Saved entries
>>>

PR #2578, opened 2019-01-08
ChatEvent.isProxyCommand()

SimonOrJ:
This command returns `true` if the command will be intercepted by and run on BungeeCord.  The added code snippet is taken from [PluginManager.dispatchCommand()](https://github.com/SpigotMC/BungeeCord/blob/a47b8033857973588a0da98d3ebdc5d970176fa9/api/src/main/java/net/md_5/bungee/api/plugin/PluginManager.java#L129).

I was looking for this kind of command for easy command logging for some time now.  I hope this comes in as useful for some other developers out there.

### DIFF
--- a/api/src/main/java/net/md_5/bungee/api/event/ChatEvent.java
+++ b/api/src/main/java/net/md_5/bungee/api/event/ChatEvent.java
@@ -49,6 +49,11 @@ public class ChatEvent extends TargetedEvent implements Cancellable
      */
     public boolean isProxyCommand()
     {
+        if ( !isCommand() )
+        {
+            return false;
+        }
+        
         int index = message.indexOf( " " );
         String commandName;
         if ( index == -1 )
--- a/api/src/main/java/net/md_5/bungee/api/event/ChatEvent.java
+++ b/api/src/main/java/net/md_5/bungee/api/event/ChatEvent.java
@@ -49,7 +49,7 @@ public class ChatEvent extends TargetedEvent implements Cancellable
      */
     public boolean isProxyCommand()
     {
-        String commandName = message.split(" ",2)[0].substring( 1 );
+        String commandName = message.substring( 1, message.indexOf( " " ) );
         boolean checkDisabled = getSender() instanceof ProxiedPlayer;
         return ProxyServer.getInstance().getPluginManager().isRunnableCommand( commandName, checkDisabled );
     }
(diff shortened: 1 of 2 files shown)


md-5:
Just duplicating code into an event is not a good fix for anything

SimonOrJ:
The main thing I am trying to achieve is make an event method that can tell if the command is going to be run on the proxy server instead of being passed down to the Minecraft server.  I observed what the proxy server does to run the command on itself, then copied/coded the parts I believe is necessary for the method achieve its function.

One reason why I didn't modify `PluginManager.java` is because there is a better way to find out if the command can be run on the server within it.  The map variable with string-command pair `commandMap` does better than turning the variable into collections of entries then comparing each entry against the command name string.  I don't know if allowing access to commandMap would be ideal, so I left `PluginManager.java` as-is.

SimonOrJ:
I've modified the code to leave the command checking logic in the `PluginManager.java` now

api/src/main/java/net/md_5/bungee/api/event/ChatEvent.java
```diff
@@ -39,4 +41,16 @@ public boolean isCommand()
...
     }
+
+    /**
+     * Checks whether this message is run on this proxy server
+     *
+     * @return if this command runs on the proxy
+     */
+    public boolean isProxyCommand()
+    {
+        String commandName = message.split(" ",2)[0].substring( 1 );
```
Janmm14: indexOf(" ") -> substring

SimonOrJ: Great idea! I've never thought of using that faster method!

api/src/main/java/net/md_5/bungee/api/event/ChatEvent.java
```diff
@@ -39,4 +41,16 @@ public boolean isCommand()
...
     }
+
+    /**
+     * Checks whether this message is run on this proxy server
+     *
+     * @return if this command runs on the proxy
+     */
+    public boolean isProxyCommand()
+    {
+        String commandName = message.substring( 1, message.indexOf( " " ) );
```
Janmm14: If you use indexOf you need to handle it returning -1 aka missing. (Thought it was clear)

SimonOrJ: oh right, that flew over my head

Janmm14:
isProxyCommand should check isCommand beforehand

SimonOrJ:
I should be the one remembering and noticing those at the first place.  I apologize for the missed code snippets, and thank you for doing the code reviews!

md-5:
Thanks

<<<

WHAT THE EXERCISE ASKS: Provide the number of lines in the records above containing the string "then", and write nothing more.

SOLUTION: 2